◆ **Available data**:
PR #353, opened 2024-01-20
Stop venmic on stream stop

Curve:
This PR stops venmic when the stream is ended instead of channel disconnect/switch

### DIFF
--- a/src/renderer/components/ScreenSharePicker.tsx
+++ b/src/renderer/components/ScreenSharePicker.tsx
@@ -83,11 +83,14 @@ addPatch({
 
 if (isLinux) {
     onceReady.then(() => {
-        FluxDispatcher.subscribe("VOICE_STATE_UPDATES", e => {
-            for (const state of e.voiceStates) {
-                if (state.userId === UserStore.getCurrentUser().id && state.oldChannelId && !state.channelId)
-                    VesktopNative.virtmic.stop();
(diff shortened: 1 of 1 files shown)


src/renderer/components/ScreenSharePicker.tsx
```diff
@@ -83,11 +83,14 @@ addPatch({
 
 if (isLinux) {
     onceReady.then(() => {
-        FluxDispatcher.subscribe("VOICE_STATE_UPDATES", e => {
-            for (const state of e.voiceStates) {
-                if (state.userId === UserStore.getCurrentUser().id && state.oldChannelId && !state.channelId)
-                    VesktopNative.virtmic.stop();
+        FluxDispatcher.subscribe("STREAM_CLOSE", ({ streamKey }: { streamKey: string }) => {
```
Vendicated, line 86: does this only handle streams or could this potentially also be the camera? iirc you can both share camera and screen at once

Curve: > does this only handle streams or could this potentially also be the camera? iirc you can both share camera and screen at once

Good catch! Will investigate

Curve: Can confirm that this is only sent by Streams, not Cameras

◆ **The problem**:
Start to finish, give the listing again exactly.

◆ **Output of the exercise**:
PR #353, opened 2024-01-20
Stop venmic on stream stop

Curve:
This PR stops venmic when the stream is ended instead of channel disconnect/switch

### DIFF
--- a/src/renderer/components/ScreenSharePicker.tsx
+++ b/src/renderer/components/ScreenSharePicker.tsx
@@ -83,11 +83,14 @@ addPatch({
 
 if (isLinux) {
     onceReady.then(() => {
-        FluxDispatcher.subscribe("VOICE_STATE_UPDATES", e => {
-            for (const state of e.voiceStates) {
-                if (state.userId === UserStore.getCurrentUser().id && state.oldChannelId && !state.channelId)
-                    VesktopNative.virtmic.stop();
(diff shortened: 1 of 1 files shown)


src/renderer/components/ScreenSharePicker.tsx
```diff
@@ -83,11 +83,14 @@ addPatch({
 
 if (isLinux) {
     onceReady.then(() => {
-        FluxDispatcher.subscribe("VOICE_STATE_UPDATES", e => {
-            for (const state of e.voiceStates) {
-                if (state.userId === UserStore.getCurrentUser().id && state.oldChannelId && !state.channelId)
-                    VesktopNative.virtmic.stop();
+        FluxDispatcher.subscribe("STREAM_CLOSE", ({ streamKey }: { streamKey: string }) => {
```
Vendicated, line 86: does this only handle streams or could this potentially also be the camera? iirc you can both share camera and screen at once

Curve: > does this only handle streams or could this potentially also be the camera? iirc you can both share camera and screen at once

Good catch! Will investigate

Curve: Can confirm that this is only sent by Streams, not Cameras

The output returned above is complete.